Motorola Beats Street And BofA Cuts
Futures trading up as Motorola beat expectations and guided upward while EMC was in line and both are up nicely pre-open. There's strength in Europe, strength in Asia, third Quarter GDP in China rose 11.5%. That was in line with expectations. Chinese stocks are the only major market down in Asia, down 5%, probably on worries that more rate hikes are likely.
The market seems to be placing a lot of faith in a Fed rate cut. Lowry's has noted that over the past three sessions, the Dow Industrials has gained 50, 53 and 68 points, respectively, in the final hour of trading. Though Motorola projected earnings above expectations (the magic word), there is clearly weakness in the cell phone business, as business continues to go to large-margin lines.
On the negative side, the weakness in Q4 continues to be in financials and consumer discretionary (retail, autos, and home builders):
1) Home builders Ryland and Pulte reported huge losses. Ryland, as many expected, took a huge loss on inventory valuation and adjustments (in other words, they wrote off or wrote down the value of land and houses they owned). Excluding the inventory valuation adjustments and writeoffs, they would have earned $0.46 a share.

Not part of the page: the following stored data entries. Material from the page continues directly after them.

PR #6595, opened 2026-08-22
fix(#6592): match composite index prefixes in the native Select query builder

### LINKED ISSUE #6592: Indexes are not used for SELECTs
I'm using an `orderBy()` in the native query builder and query times are unexpectedly long even when the exact index is available. 

Here is a simplified version of the index and query I'm using:

``` 
CREATE VERTEX TYPE Supplier IF NOT EXISTS;
CREATE PROPERTY Supplier.key1 IF NOT EXISTS STRING;
CREATE PROPERTY Supplier.key2 IF NOT EXISTS STRING;
CREATE PROPERTY Supplier.ordered_at IF NOT EXISTS DATETIME;

CREATE INDEX ON Supplier (key1, key2, ordered_at)

SELECT FROM Supplier
WHERE key1 = 'a'
AND key2 = 'b'
ORDER BY ordered_at DESC
LIMIT 1
```

Or in Java:

```
final var query = db.database.select().fromType("Supplier")
        .where().property("key1").eq().parameter("key1")
        .and().property("key2").eq().parameter("key2")
        .limit(1)
        .orderBy("ordered_at", false)
        .compile();
try (final var vertices = query
        .parameter("key1", "a")
        .parameter("key2", "b")
        .vertices()) {
    return vertices.nextOrNull();
}
```

Debugging led me to `SelectExecutor.lookForIndexes()` which returns `null` for my query:

```
boolean canUseIndexes = isTheNodeFullyIndexed(select.rootTreeElement);
```

Indexes in `LocalDocumentType.indexesByProperties` use the list of indexed properties for the key and only `select.rootTreeElement` has all the properties which will match the proper key.

I believe that `SelectExecutor.isTheNodeFullyIndexed()` only calls `LocalDocumentType.getPolymorphicIndexByProperties()` with single property names and never with the list of property names received on the initial call (`select.rootTreeElement`).

---

I have the `ordered_at` property used in the `orderBy` as part of the index, but I have to either:
- remove it from the index if I wish that `select.rootTreeElement` will match the index in `LocalDocumentType.getPolymorphicIndexByProperties()` since `ordered_at` is not in the `select.rootTreeElement`
- add a dummy `.and().property("ordered_at").eq().parameter("ordered_at")` so that it is included in the `select.rootTreeElement` and matches all the properties of the index

Version: 26.8.1 (latest release)

lvca:
## Summary

Fixes #6592.

`SelectExecutor.isTheNodeFullyIndexed()` (the native `com.arcadedb.query.select.Select` fluent query builder, *not* the SQL executor) only ever looked up an index for one property name at a time. A composite (multi-property) index is registered under its **full** property list (`LocalDocumentType.indexesByProperties`), never under any subset of it, so an AND-conjunction of equality conditions covering only the **leading** properties of a composite index (e.g. `key1 = 'a' AND key2 = 'b'` against an index on `(key1, key2, orderedAt)`) was never recognized and silently fell back to a full type scan.

I verified independently that the SQL executor (`SelectExecutionPlanner.buildIndexSearchDescriptor`/`fullySorted`) already handles this correctly for plain `SELECT` statements - prefix matching and ORDER BY elision by the trailing index column both already work there. The bug is confined to the native query-builder path.

### Fix

`SelectExecutor` now tries a composite-index prefix match first, for a pure AND-conjunction of equality leaves (no `or`/`not` - those keep going through the existing per-leaf path unchanged):

- Every composite index (2+ properties) on the type is checked for how many of its **leading** properties are covered by an `eq` leaf in the where-tree; the longest such prefix wins (ties broken toward a unique index).
- The matched prefix becomes a partial-key cursor: `index.get(keys)` when the prefix covers the whole index, `index.range(ascending, keys, true, keys, true)` for a genuine partial-key scan (a partial key is a *prefix*, not an exact key - `get()` only returns every match when the key's arity matches the index's own exactly).
- When the trailing (first unmatched) index property is also the query's sole `ORDER BY` column, the range scan direction is chosen to match it, so the index itself already returns rows in the requested order - `SelectIterator.fetchResultInCaseOfOrderBy()`'s full materialize-and-sort fallback is skipped, exactly like the reported `ORDER BY ordered_at DESC LIMIT 1` case.
- The `#6565` candidate cap (`skip + limit`) is only applied when the matched prefix consumes the *entire* where-tree and the order-by, if any, is satisfied by the cursor itself - otherwise it runs uncapped, same safety invariant as the existing single-property path.

Single-property indexes and any tree containing `or`/`not` are left entirely to the pre-existing `isTheNodeFullyIndexed()`/`filterWithIndexes()` logic - no behavior change there.

## Test plan

- [x] New regression test `SelectCompositeIndexTest` (TDD - written and confirmed failing before the fix):
  - composite index prefix (`key1 AND key2`) is used instead of a full type scan
  - the exact reported scenario: prefix equality + `ORDER BY <trailing column> DESC LIMIT 1` returns the correct row while only evaluating that one candidate (no full scan, no in-memory sort)
  - a shorter prefix (`key1` alone) still uses the composite index
  - an `or` over the same two properties (no standalone single-property index) still correctly falls back to a full scan, unchanged from before
- [x] `mvn -o -pl engine -am test -Dtest='Select*Test'` (302 tests, includes all of `com.arcadedb.query.select.*` plus the related SQL executor select suites) - all pass
- [x] `mvn -o -pl engine -am test -Dtest='Issue6565SelectIndexCandidateLimitTest'` (the candidate-cap safety test this change's cap logic must not regress) - all 20 pass
- [x] `mvn -o -pl engine -am compile` - clean

### DIFF
--- a/engine/src/main/java/com/arcadedb/query/select/SelectExecutor.java
+++ b/engine/src/main/java/com/arcadedb/query/select/SelectExecutor.java
@@ -215,20 +215,30 @@ public class SelectExecutor {
     if (select.fromType != null && select.rootTreeElement != null) {
       final List<IndexCursor> cursors = new ArrayList<>();
 
-      // FIND AVAILABLE INDEXES AND ASSIGN node.index ON EVERY INDEXED LEAF: filterWithIndexesFinalNode() RELIES ON THAT
-      // SIDE EFFECT TO KNOW WHICH LEAVES CAN BECOME A CURSOR
-      isTheNodeFullyIndexed(select.rootTreeElement);
+      // #6592: A COMPOSITE (MULTI-PROPERTY) INDEX IS REGISTERED UNDER ITS FULL PROPERTY LIST (SEE
+      // LocalDocumentType.indexesByProperties), NOT UNDER ANY SUBSET OF IT - SO A PLAIN AND-CONJUNCTION OF EQUALITY
+      // LEAVES THAT ONLY COVERS THE LEADING PROPERTIES OF SUCH AN INDEX CAN NEVER BE FOUND BY THE PER-LEAF,
+      // SINGLE-PROPERTY LOOKUP BELOW (isTheNodeFullyIndexed()). TRY A PREFIX MATCH AGAINST EVERY COMPOSITE INDEX ON
+      // THE TYPE FIRST; ONLY FALL BACK TO THE SINGLE-PROPERTY PATH WHEN NO SUCH INDEX COVERS ANY LEADING PROPERTY.
+      final boolean compositeIndexUsed = matchCompositeIndex(cursors);
 
-      // #6565: A CANDIDATE CAP IS SAFE ONLY WHEN THE INDEX SCAN EXACTLY REPRODUCES THE WHERE-TREE'S RESULT SET AND
-      // THE ORDER BY (IF ANY) IS ALREADY SATISFIED BY IT - evaluateWhere(), skip AND fetchResultInCaseOfOrderBy()'s
-      // FULL-DRAIN SORT ALL REDUCE THE STREAM FURTHER OTHERWISE, SO THE SCAN MUST RUN UNCAPPED TO SURVIVE THAT.
-      // MUST RUN BEFORE filterWithIndexes() BELOW, SINCE soleExactLeaf() READS node.index BEFORE
-      // filterWithIndexesFinalNode() PRUNES AN 'and' SIBLING'S - HARMLESS TODAY ONLY BECAUSE 'and' IS ALREADY
-      // UNCONDITIONALLY DISQUALIFIED
-      final SelectTreeNode exactLeaf = soleExactLeaf(select.rootTreeElement);
-      indexCandidateLimit = exactLeaf != null && isOrderBySafeForCap(exactLeaf) ? computeExactCandidateLimit() : -1;
+      if (!compositeIndexUsed) {
+        // FIND AVAILABLE INDEXES AND ASSIGN node.index ON EVERY INDEXED LEAF: filterWithIndexesFinalNode() RELIES ON THAT
+        // SIDE EFFECT TO KNOW WHICH LEAVES CAN BECOME A CURSOR
+        isTheNodeFullyIndexed(select.rootTreeElement);
 
-      filterWithIndexes(select.rootTreeElement, cursors);
+        // #6565: A CANDIDATE CAP IS SAFE ONLY WHEN THE INDEX SCAN EXACTLY REPRODUCES THE WHERE-TREE'S RESULT SET AND
+        // THE ORDER BY (IF ANY) IS ALREADY SATISFIED BY IT - evaluateWhere(), skip AND fetchResultInCaseOfOrderBy()'s
+        // FULL-DRAIN SORT ALL REDUCE THE STREAM FURTHER OTHERWISE, SO THE SCAN MUST RUN UNCAPPED TO SURVIVE THAT.
+        // MUST RUN BEFORE filterWithIndexes() BELOW, SINCE soleExactLeaf() READS node.index BEFORE
+        // filterWithIndexesFinalNode() PRUNES AN 'and' SIBLING'S - HARMLESS TODAY ONLY BECAUSE 'and' IS ALREADY
+        // UNCONDITIONALLY DISQUALIFIED
+        final SelectTreeNode exactLeaf = soleExactLeaf(select.rootTreeElement);
+        indexCandidateLimit = exactLeaf != null && isOrderBySafeForCap(exactLeaf) ? computeExactCandidateLimit() : -1;
+
+        filterWithIndexes(select.rootTreeElement, cursors);
+      }
+
       if (!cursors.isEmpty())
         return new MultiIndexCursor(cursors, indexCandidateLimit, true);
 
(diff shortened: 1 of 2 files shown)


lvca:

- **Test coverage gap**: added a 5th case in `SelectCompositeIndexTest` binding all three properties of the composite index by equality, exercising the `get()` branch (`fullKeyMatch == true`) that the other cases didn't reach.
- **Non-deterministic tie-break**: `matchCompositeIndex()` now sorts candidate indexes by name before comparing prefix length/uniqueness, since `getAllIndexes(true)` is backed by a `HashSet` for a polymorphic type and its iteration order is otherwise unspecified.

Not implementing, per the review's own framing ("not a bug", "not worth blocking on"):

- **Selectivity vs. composite-prefix tradeoff**: correct observation, but comparing the selectivity of a composite-prefix cursor against an alternative single-property index on a more selective leaf would need cost/cardinality estimation that doesn't exist anywhere in this native query builder today. That's a much larger, separate piece of work than this bug fix (making the composite index usable at all) and out of scope here.

All 323 tests in the affected suites (`Select*Test`, `Issue6565SelectIndexCandidateLimitTest`) pass after both fixes.

lvca:

- **Performance**: `matchCompositeIndex()` now filters to composite (2+ property) indexes in a single pass and returns early - before touching the where-tree at all - when the type has none. A type with only single-property indexes (the common case) no longer pays the where-tree walk or the candidate-list allocation/sort.
- **Test coverage gaps**: added the three suggested cases:
  - `compositeIndexPrefixMatchWithSkipAndLimit` - the `#6565` candidate cap combined with `skip`/`limit` on the order-by-elided composite scan.
  - `compositeIndexPrefixWithTrailingRangeAndLimitStaysCorrect` - a trailing non-equality condition keeps `exactMatch` false (cap disabled) under a `LIMIT`; this one actually catches a real regression if the cap logic were wrong (it would silently return zero rows instead of the correct two).
  - `compositeIndexTieBreakPrefersUniqueIndex` - two composite indexes tied on prefix length correctly break toward the unique one.

Not implementing, per the review's own framing ("not something to fix in this PR"):

- **Shared helper across native builder / openCypher `MatchNodeStep` / SQL executor's `IndexSearchDescriptor`**: agreed this is real duplication worth unifying eventually, but it's a separate, larger refactor spanning three subsystems that already behave slightly differently (e.g. polymorphic vs. non-polymorphic index lookup) - out of scope for this bug fix and better handled as its own follow-up with explicit design review.

All 326 tests in the affected suites (`Select*Test`, `Issue6565SelectIndexCandidateLimitTest`) pass.

lvca:
This one was a real, confirmed regression, not a judgment call - thanks for catching it.

Verified directly against the source: `HashIndex.supportsOrderedIterations()` (and `FULL_TEXT`/`GEOSPATIAL`/`LSM_VECTOR`/`LSM_SPARSE_VECTOR`) return `false`; only `LSMTreeIndex` returns `true`. `TypeIndex.range()` throws `UnsupportedOperationException` when that's `false`, and `matchCompositeIndex()` had no check on index type before calling it for a partial-prefix match - so a composite `UNIQUE_HASH` index on `(@out, @in)` (exactly the shape `Issue5677HashIndexLinkKeyTest` already exercises for edge uniqueness) would turn a previously-working full scan into a hard failure the moment only one endpoint was bound.

Fixed by restricting `candidates` to indexes where `supportsOrderedIterations()` is true, so a type with only non-ordered composite indexes now falls straight through to the pre-existing single-property path, unchanged from before this PR. This also resolves the minor `FULL_TEXT`/`get()` semantic-mismatch note for free, since it's excluded the same way. Added the suggested regression test (`compositeHashIndexPartialPrefixFallsBackToScan`) with a composite `HASH` index and a partial-prefix query - it throws before the fix and passes after. Also added the requested comment on why the tie-break comparison can't see a null `bestIndex`.

All 337 tests in the affected suites pass, including `Issue5677HashIndexLinkKeyTest` (unaffected) and the new regression case.

lvca:
No blocking issues in this round, thanks for confirming the HASH-index fix.

Added the two suggested tests:
- `compositeIndexTieBreakFallsBackToAlphabeticalOrder` - two non-unique composite indexes tied on prefix length, observed via whether `ORDER BY` on the alphabetically-first index's trailing property gets elided.
- `compositeIndexMultiColumnOrderByDisablesElision` - a multi-column `ORDER BY` with rows tied on the primary column, confirming they still come out sorted by the secondary column (which only a full sort, not a bare index scan, guarantees).

Not implementing the other two suggestions, both of which you yourself framed as non-blocking/speculative:

- **Caching the filtered/sorted composite-index list per `DocumentType`**: real gain, but it needs a new schema-layer cache with its own invalidation-on-schema-change logic (mirroring `indexesByProperties`) - that's meaningfully more surface area and risk than the per-query iterate+sort it would save, for a type's typically small index count. Better suited to a dedicated follow-up if it ever shows up as measurably hot.
- **Composite prefix losing to a hypothetical more-selective single-property unique index on the same leading property**: same class of concern as the round-1 selectivity note - no cost-based index selection exists in this native builder to make that comparison, and it's not a correctness issue.

All 339 tests in the affected suites pass, including the two new cases.

lvca:
This one is a legitimate, concrete regression scenario rather than a speculative selectivity concern - agreed it needed fixing, thanks for the precise scenario and the two suggested directions.

Went with the second (narrower, lower-risk) direction: when the composite match isn't a full-key one, check whether any eq-bound property outside the matched prefix already has its own standalone index; if so, defer entirely to the pre-existing `isTheNodeFullyIndexed()`/`filterWithIndexes()` path, which already correctly picks between competing single-property indexes (preferring unique). A property already inside the matched prefix is exempt - the prefix scan is at least as selective for it as a standalone index alone would be, so there's no reason to give up a good composite match over it.

Added `compositeIndexPartialPrefixDefersToStandaloneIndexOnUnmatchedProperty`, mirroring your scenario: a non-unique composite index `(key1, key2, key3)` coexisting with a standalone unique index on `key3`, querying `key1='a' AND key3='specific'` with `key2` unbound. Verified by hand that none of the 11 pre-existing composite tests trip the new deferral check (each either has every eq-bound property inside its matched prefix, or reaches a full-key match, which skips the check) - confirmed by all 12 tests in the suite (11 existing + 1 new) passing.

Also softened the upfront-guard comment per the minor nit - it no longer claims zero cost, since every query still pays one `getAllIndexes(true)` iteration.

All 340 tests in the affected suites pass.

lvca:
No blocking issues in this round, thanks for the thorough trace of the tree-shape and range()/get() aliasing details.

Added the requested test: `compositeIndexPrefixMatchWithParameterBinding`, exercising `matchCompositeIndex()`'s `SelectParameterValue` branch with `.eq().parameter(...)` instead of `.value(...)`.

Not implementing the other two, both of which you flagged as non-blocking / "not a request to change it now":

- **Standalone-index deferral only considers `eq`-bound unmatched properties, not range/`in_op`**: agreed, explicitly scoped limitation given this PR targets pure-eq prefixes - a good candidate for a follow-up if it turns out to matter in practice, not part of this fix.
- **`matchCompositeIndex()` could be split into smaller named steps**: fair maintainability point, but a pure refactor with no behavior change is better done separately from a bug-fix PR that's already accumulated several rounds of review-driven edits.

All 341 tests in the affected suites pass, including the new case.

lvca:
This is a real refinement worth making before merge, thanks.

Gated the round-5 deferral on the standalone index actually being unique: a non-unique standalone index on an unmatched property gives no guarantee of being more selective than the composite prefix's own combined leading properties, and there's no cost-based way in this method to compare the two - so deferring on it alone could throw away a genuinely better composite match. A property already inside the matched prefix is still exempt either way, unchanged.

Added `compositeIndexPartialPrefixKeepsMatchWhenUnmatchedStandaloneIndexIsNotUnique`, the mirror of the existing deferral test: same shape, but the standalone index on `key3` is non-unique - the composite prefix on `key1` is now correctly kept (every `key1='a'` row evaluated) instead of deferring.

Not implementing the other two, both non-blocking:

- **Dead `if (cursor == null) return false;` checks after `get()`/`range()`**: agreed neither call can actually return `null`, but the pre-existing `filterWithIndexesFinalNode()` in this same file has the identical defensive check after the identical `TypeIndex` calls - removing it only from the new code would be an inconsistency with the file's own established style for no real benefit.
- **Comment density**: you noted yourself it "earns its keep" given the subtlety here, so no change.

All 342 tests in the affected suites pass, including the new case.

lvca:
No blocking issues in this round - appreciate the independent re-verification of the earlier fixes against the underlying index implementation.

Added the suggested coverage: `compositeIndexNotUsedWithNotInTheConjunction`, hand-building the tree the same way `Issue6565SelectIndexCandidateLimitTest.notLeafIsNeverTreatedAsExactlyIndexed` already does (`SelectOperator.not` has no fluent entry point on the `Select` builder). Pins that `isPureAndConjunction()` rejects a `not()` appearing anywhere in the conjunction the same way it already rejects `or()`.

The other three observations were repeats of judgments already made in earlier rounds (non-cost-based heuristics, the dead null checks kept for consistency with `filterWithIndexesFinalNode`'s existing style, comment density) - no new action needed there.

All 343 tests in the affected suites pass, including the new case.

lvca:
No blocking issues, no new test gaps ("no obvious gap") - thanks for the thorough independent trace through the whole call chain (SelectIterator, MultiIndexCursor, TypeIndex/LSMTreeIndexCursor).

The three observations here are repeats of judgments already made and explained in earlier rounds:
- Non-cost-based longest-prefix-wins heuristic - explicitly documented as a deliberate limitation, not something to fix in this bug-fix PR.
- Standalone-index deferral only considers single-property indexes, not a composite standalone index covering several leftover properties - reasonable scope cut, candidate for a follow-up if it comes up in practice.
- Comment density - matches the file's existing style around the `#6565` cap logic, not something to trim.

Also noted: the `LocalDocumentType.getAllIndexes(true)` class-comment inaccuracy about which case is unordered (harmless here since the sort-by-name fallback covers both) is a pre-existing doc nit unrelated to this PR's code, not something to fix here either.

Waiting on `build-and-package` (unlocks the full CI test matrix) before this is ready to merge.

lvca:
CI status update: all lanes are green except two, both confirmed unrelated to this PR's change:

- **`vector-unit-tests`**: `LSMVectorIndexRecoveryTest.vectorNeighborsShouldReturnCorrectCountAfterIncrementalInsertAndRebuild` timed out after 11 minutes waiting for "the inactivity rebuild drains the delta buffer" (`org.awaitility.core.ConditionTimeoutException`). Entirely within the vector-index background-rebuild subsystem (`com.arcadedb.index.vector.LSMVectorIndex`), which this PR never touches. Retried the job.
- **`ha-integration-tests`**: 6 failures/errors, all in `com.arcadedb.server.ha.raft.*` (Raft clustering/slot-merge integration tests: `Issue5381SlotMergeRaftIT`, `Issue5569SlotMergeDeleteRaftIT`, `RaftHTTPGraphConcurrentIT`, `RaftPriorityRejoinIT`, `RaftTimeSeriesWriteReadYourWritesIT`, `RemoteStickyConnectionStrategyIT`). Entirely within HA/Raft clustering, unrelated to the native `Select` query builder this PR changes.

Neither failure touches `com.arcadedb.query.select.SelectExecutor` or anything this PR modifies. All 302+ tests in the directly affected suites (`Select*Test`, `Issue6565SelectIndexCandidateLimitTest`, `Issue5677HashIndexLinkKeyTest`) pass locally and in CI (`unit-tests`, `integration-tests`, `slow-unit-tests`, `build-and-package`, all 9 `claude-review` rounds, all `Analyze`/CodeQL/Codacy/Meterian lanes).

While new orders dropped 21% from a year ago, the inventory of unsold houses also declined 30% from a year ago.
2) Analysts now predict financial stocks as a whole will record an increase of only 3.0% in profits in the fourth quarter; at the beginning of the month the estimate was 7.0%. The problem? Analysts are bringing down estimates for the big guys--Citi, Bank of America, Washington Mutual , Merrill. It's quite possible the total estimate could go negative.
--The U.S. down/international up story still strong. Look at Black and Decker : sales in almost every part of their North American operations decreased... but the European business posted a double-digit sales increase. Sales also increased double digits in Latin American and Asia. As a result, they beat expectations. They say the do not expect near-term improvement in the U.S. housing industry or a particularly robust holiday season. Still, they raise their full year guidance.
--Cummins , known for its truck engines, gave earnings and guidance below expectations. Though they blamed the weakness on changes related to emission regulations, the miss was a surprise to the Street; down 9% pro-open. Cummins still has 50% of its sales in the U.S.
--Bank of America down as it forced out the head of its investment banking unit; like Merrill , they are likely shrinking parts of their operations. The move includes a strategic review of what businesses they want to be in;but first up is elimination about 3,000 jobs.They recently reported huge trading losses.